As an investor, you have a responsibility to manage your portfolio responsibly and with the potential for future growth in mind. That’s why it’s important to assess investments based on sustainable standards. 

There are a number of ways you can look at your current portfolio and determine if a socially responsible investment is sustainable. 

Since sustainability goes beyond measuring financial performance, there are several key indicators that will help you determine if an investment is sustainable or not. They include:

Impact On Environment

The impact an investment will have on the environment can be measured in two key areas: resource depletion and pollution. Resource depletion is a concern when the company is mining and extracting natural resources, particularly minerals and metals. 

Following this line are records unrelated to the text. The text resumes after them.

PR #1235, opened 2017-03-24
Media Manager - HTML5 Antilag Jukebox

Leshana:
Ports media code from vgstation, updates it for this codebase and modernizes it.
* Changes jukeboxes to load songs using an embedded browser instead of sending over BYOND's sound channels.  This means they load out of band without lagging the server.  Also songs can be resumed mid-song, so leaving and returning to an area doesn't start the music over.
* The old WMP and VLC player modes from /vg are still supported, but adds a new default mode using HTML5 audio to play the music.
  * WMP - The oldest, still works on IE on windows, but only there, and Microsoft could break it any second.
  * VLC - Works on all platforms, but requires user to have VLC pre-installed on their computer.  Uses a scary plugin.
  * HTML5 - New default, It is cross platform but doesn't require you to have VLC installed to work.  Also caches songs locally even between rounds.
* Changed jukebox.txt to be jukebox.json, now can include artist information as well.  Must include the duration of songs as well.
* For HTML5 audio compatibility, use only MP3 files, its the only format supported on all browsers.
* Jukebox itself is also upgraded, instead of just repeating the same song over and over it can actually advance to the next song when one is done playing.  Has a few modes including random, next, and single song.
* Jukeboxes have a UI improvement, and have a volume control.
* Three new settings are added to global settings in character setup
  * Jukebox music on/off toggles jukebox music independently of normal station ambience.  Now you can hear ambience but not music. (or vice versa if you wanted...)
  * Jukebox music volume.  Control the relative volume of jukebox music.   Actual volume is player's configured volume * jukebox's configured volume.
  * Media player type.  Choose between WMP, VLC, and HTML5
* Fixes a few bugs in the /vg code.

image


OrbisAnima:
👍

drexample:
Could tell me how to setup the JSON file? I don't seem to really get it.

PR #1240, opened 2017-03-24
Update navbeacons defined in the map to use the new types and vars.

Leshana:
* The bot patrol route update changed how navbeacons should be mapped. This updates that.
* Changed minitest map to only require checking one file, like the others. Added compiler warning to remind you to uncheck before comitting!


Screemonster:
Does this mean we can add beepsky back to the map?

Leshana:
Yes

PR #1242, opened 2017-03-25
Tweak events to reduce frequency of Ian storms and such.

Leshana:


Dhaeleena:
Has the frequency  only been reduced or deactivated?
I believe the Ian storm should be an admin triggered only event as even if it just happens 1 per shift its still very annoying for everyone.

SpadesNeil:
I agree. Ian storms are silly and immersion breaking. Save them for admin silliness.

kcin2001:
i really like this suggestion, 
Cadence Knapenberger - Today at 8:53 PM
It should really be an unannounced event and spawn them in areas where people aren't at
Instead of spawning corgis everywhere

this can work with either the reduced or deactivated

HawkerTheGreat:
Please do make it an admin event - Its pretty much only annoying and immersion breaking. And it you don't at least make those damn dogs avoid the bar and dorms, cause they're excessively broken on the port and they eat for days - through walls aswell.

+1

When the supply is depleted, the investment will have little to no future growth potential. This can result in a price increase, which is often passed on to consumers, though the companies may choose to reduce expenses (often by cutting employee wages). 

Pollution can also have a significant impact on the environment. When an investment is polluting, it’s generally negatively impacting nearby ecosystems, soil, and water sources. 

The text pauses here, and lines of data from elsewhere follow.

PR #1254, opened 2017-03-27
Disables Random Ian storms

Cameron653:
They happened every single shift for some reason. This just flat out disables ian storms. Makes it adminspawn only.

This is just an immediate action since it's happening _every shift_ apparently. If someone has a better way of handling it other than just commenting it out (I could delete the line, but in case we ever want to enable it again mind as well leave it there) go ahead and open up another PR and close this one.

Also, marking this as requires discussion since this is just completely taking them out of play unless an admin is involved, and is a slightly controversial topic


SpadesNeil:
Keep it disabled. Admin spawn only.

Cameron653:
Well, if nobody else has any other comments about this it's ready for merge.

Natje0:
God, yes please. They make scenes so awkward when suddenly you got 2-3 Ians on top of you.

Also they steal my non-sentient food.

PR #1267, opened 2017-03-28
Adds beepsky and makes him baton more

### LINKED ISSUE #1257: Officer Beepsky QOL and Implementation
#### Brief description:
- Add Officer Beepsky/generic securitron to the map in patrol mode
- Make security bots un-grabbable

 
We need to have Beepsky return, now that the patrol paths are functioning again. Either Beepsky or a generic securitron, spawn on map in patrol mode.

Problem is, bots are mobs now. They can be grabbed and eaten, stuffed into disposals, or otherwise vandalized. Which is un-immersive as all get out. Even a simple bot like Beepsky should be able to recognize they are being attacked and respond. The most simple fix is to make them un-grabbable.

I specify this because we've already had this problem several times since code base change, and while the main problem players were removed, the critical weakness remains.

Arokha:
So now you can't drag them away from friends getting baton'd.

Resolves #1257


code/modules/mob/living/bot/secbot.dm
```diff
@@ -24,7 +24,16 @@
...
 	var/list/preparing_arrest_sounds = list('sound/voice/bgod.ogg', 'sound/voice/biamthelaw.ogg', 'sound/voice/bsecureday.ogg', 'sound/voice/bradio.ogg', 'sound/voice/bcreep.ogg')
-
+//VOREStation Add - They don't like being pulled
+/mob/living/bot/secbot/Life()
+	..()
+	if(health > 0 && on && pulledby)
+		if(isliving(pulledby))
+			var/mob/living/L = pulledby
+			UnarmedAttack(L)
+			say("Do not interfere with active law enforcement routines!")
```
SpadesNeil: I demand this say, "DO NOT INTERFERE WITH SECURITY OPERATIONS."

One, it's a Fallout reference.
Two, because I said so. :3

Not only is this a social justice concern, but it can also have a financial impact on the investment. If a company’s pollution is considered toxic, it can result in fines and cleanup costs that directly affect the company’s bottom line.

Amount of Waste Generated

A major indicator of sustainability is the amount of waste an investment generates. This waste can be anything from the paper used to print financial statements to the packaging used to ship products to customers. 

If the company has a high level of waste, it’s likely passing those costs onto the customer through higher prices, which can have a significant impact on your investment returns.

Employee Working Conditions

The specific investment may not be directly related to the environment, but it can still provide insight into whether a socially responsible investment is sustainable. 

The working conditions of the employees at the company are an indicator of sustainability. If the work environment is poor, employees may be more likely to make mistakes, require additional training, or leave the company

Does the company treat its employees fairly? Are they paid a living wage? Do they offer benefits? How does the company treat its employees in the long run? Does it offer opportunities for advancement? Are there opportunities to work remotely? 

All these factors can affect the company’s bottom line in the long run.

Carbon Footprint – User or Producer

By measuring a company’s carbon footprint, you can get a better idea of whether the investment is a sustainable one. The carbon footprint of a company’s operations accounts for the amount of carbon dioxide produced in the production of the company’s goods and services

That said, you need to determine if the company is a producer or a user. 

A producer is anything that creates greenhouse gases, such as a company that manufactures natural gas. A user is a company that extracts greenhouse gases from the atmosphere, like a company that uses natural gas. 

The Bottom Line

Socially responsible investments not only have the potential for growth, but also have the potential to be more stable and safe than other types of investments. So, when you’re evaluating an investment, it’s important to consider how it will impact society and the environment. 

By following the indicators above, you’ll be able to determine if an investment is sustainable or not.